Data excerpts
########################################
PR #381, opened 2020-08-06
Stripe webhook changes

### LINKED ISSUE #369: Stripe Webhook fixes
The current Stripe Webhook implementation needs a few updates:

1. When connecting Stripe, don't delete all webhooks, as there may be some non-Dshop ones that shouldn't be deleted. Instead, either create a new Dshop webhook or update an existing one if needed (ie if there are changes)
2. Only delete Dshop related webhooks when disconnecting Stripe
3. When clicking 'Validate' in the Stripe modal, check that the appropriate webhooks are configured properly
4. Make sure webhooks are correctly configured and active in the `/pay` route and return an error if not. This is so customers are prevented from being charged if there is no active webhook available to process the order.

shahthepro:
Closes #369

### DIFF
--- a/backend/routes/shops.js
+++ b/backend/routes/shops.js
@@ -2,7 +2,6 @@ const omit = require('lodash/omit')
 const pick = require('lodash/pick')
 const sortBy = require('lodash/sortBy')
 
-const Stripe = require('stripe')
 const {
   Seller,
   Shop,
@@ -37,7 +36,7 @@ const path = require('path')
 const { isHexPrefixed, addHexPrefix } = require('ethereumjs-util')
 
 const { configureShopDNS, deployShop } = require('../utils/deployShop')
-const { DSHOP_CACHE, IS_PROD } = require('../utils/const')
+const { DSHOP_CACHE } = require('../utils/const')
 const { isPublicDNSName } = require('../utils/dns')
 const { getLogger } = require('../utils/logger')
 const {
@@ -53,6 +52,8 @@ const log = getLogger('routes.shops')
 
 const dayjs = require('dayjs')
 const { readProductsFile } = require('../utils/products')
+
+const stripeUtils = require('../utils/stripe')
 
 async function tryDataDir(dataDir) {
   const hasDir = fs.existsSync(`${DSHOP_CACHE}/${dataDir}`)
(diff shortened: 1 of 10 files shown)


backend/routes/shops.js
```diff
@@ -887,26 +811,23 @@ module.exports = function (router) {
...
+        log.info(`Shop ${shopId} - Deregistering Stripe webhook`)
+        await stripeUtils.deregisterWebhooks(req.shop, existingConfig)
+        additionalOpts.stripeWebhookSecret = ''
+        additionalOpts.stripeWebhookHost = ''
+        additionalOpts.stripeBackend = ''
+      } else if (req.body.stripe) {
+        log.info(`Shop ${shopId} - Registering Stripe webhook`)
+        const { secret } = await stripeUtils.registerWebhooks(
+          req.shop,
+          req.body,
```
franckc, line 824: Should we pick which fields from the body are sent to Stripe?

And also before making the call to Stripe, should we double check the fields are valid? We have util methods to do so here: https://github.com/OriginProtocol/dshop/blob/master/packages/utils/stripe.js
I understand the UI may already do this validation but imho it's worth double checking.

backend/routes/shops.js
```diff
@@ -887,26 +811,23 @@ module.exports = function (router) {
...
+          existingConfig,
+          req.body.stripeWebhookHost || netConfig.backendUrl
+        )
+        additionalOpts.stripeWebhookSecret = secret
+        // } else if (req.body.stripeWebhookSecret) {
```
franckc, line 829: clean up

backend/routes/stripe.js
```diff
@@ -62,7 +62,13 @@ module.exports = function (router) {
...
     const web3Pk = shopConfig.web3Pk || networkConfig.web3Pk
 
-    if (!web3Pk || !shopConfig.stripeBackend) {
+    const valid = await stripeUtils.webhookValidation(
+      req.shop,
+      shopConfig,
+      shopConfig.stripeWebhookHost || networkConfig.backendUrl
+    )
+
+    if (!web3Pk || !valid) {
```
franckc, line 71: It would be worth logging the shop id and the reason for the error. To help troubleshooting when a merchant complains his CC payments are not going thru.
Same comment for the route /stripe/check-creds below.

backend/routes/stripe.js
```diff
@@ -62,7 +62,13 @@ module.exports = function (router) {
     const shopConfig = getConfig(req.shop.config)
     const web3Pk = shopConfig.web3Pk || networkConfig.web3Pk
 
-    if (!web3Pk || !shopConfig.stripeBackend) {
+    const valid = await stripeUtils.webhookValidation(
```
franckc, line 65: nit (not for this line but could not put a comment above): since we are touching this route, might as well document it a bit. add a short jsdoc header for this route explaining when it gets called and the argument expected in the body of the request.

backend/routes/stripe.js
```diff
@@ -209,13 +219,30 @@ module.exports = function (router) {
 
         await stripe.customers.list({ limit: 1 })
 
+        if (!backendUrl) {
```
franckc, line 222: Maybe add a comment explaining why stripeWebhookHost would not be defined?

backend/utils/stripe.js
```diff
@@ -1,5 +1,184 @@
...
+    url: webhookURL,
+    enabled_events: ['payment_intent.succeeded'],
+    description: 'Origin Dshop payment processor',
+    metadata: {
+      dshopStore: shop.authToken
+    }
+  }
+}
+
+const validateWebhookData = (webhook, shop, webhookURL) => {
```
franckc, line 19: nit: add jsdoc. same comment for the rest of this file.

backend/utils/stripe.js
```diff
@@ -1,5 +1,184 @@
...
+        await stripe.webhookEndpoints.update(existingWebhook.id, webhookData)
+      }
+
+      return {
+        success: true,
+        secret: stripeWebhookSecret
+      }
+    }
+  } catch (err) {
+    log.error('Failed to register webhooks', err)
```
franckc, line 141: nit: add shop.id to the log

shop/src/pages/admin/settings/payments/StripeModal.js
```diff
@@ -101,11 +102,21 @@ const StripeModal = ({ onClose, initialConfig }) => {
...
+        <>
+          <div className="form-group">
+            <label>Webhook Host Tunnel (To test locally)</label>
+            <input
+              {...input('stripeWebhookHost')}
+              placeholder="https://blahblah.yourtunnel.com"
+            />
+            {Feedback('stripeWebhookHost')}
+          </div>
+          {/* <div className="form-group">
```
franckc, line 114: nit: cleanup dead code

backend/routes/shops.js
shahthepro: Didn't use `pick` since I deserialise the object in that function. Will add the validation

backend/routes/stripe.js
shahthepro: Sure, will do.

backend/routes/stripe.js
shahthepro: Will add that. BTW, `stripeWebhookHost` is only for development environment, since `localhost` cannot be used for webhooks. It should be `networkConfig.backend` on prod.   
    
Could use Stripe CLI for webhooks instead of registering webhooks while running locally, but this way is closer to how things run on prod. Would be easier to identify/reproduce bugs on local, if any.

shahthepro:
Have addressed all your comments @franckc. Merging this in now.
########################################
Please find every line in the records that contains the word "StripeModal", and copy it out.

Result for this exercise:
shop/src/pages/admin/settings/payments/StripeModal.js
@@ -101,11 +102,21 @@ const StripeModal = ({ onClose, initialConfig }) => {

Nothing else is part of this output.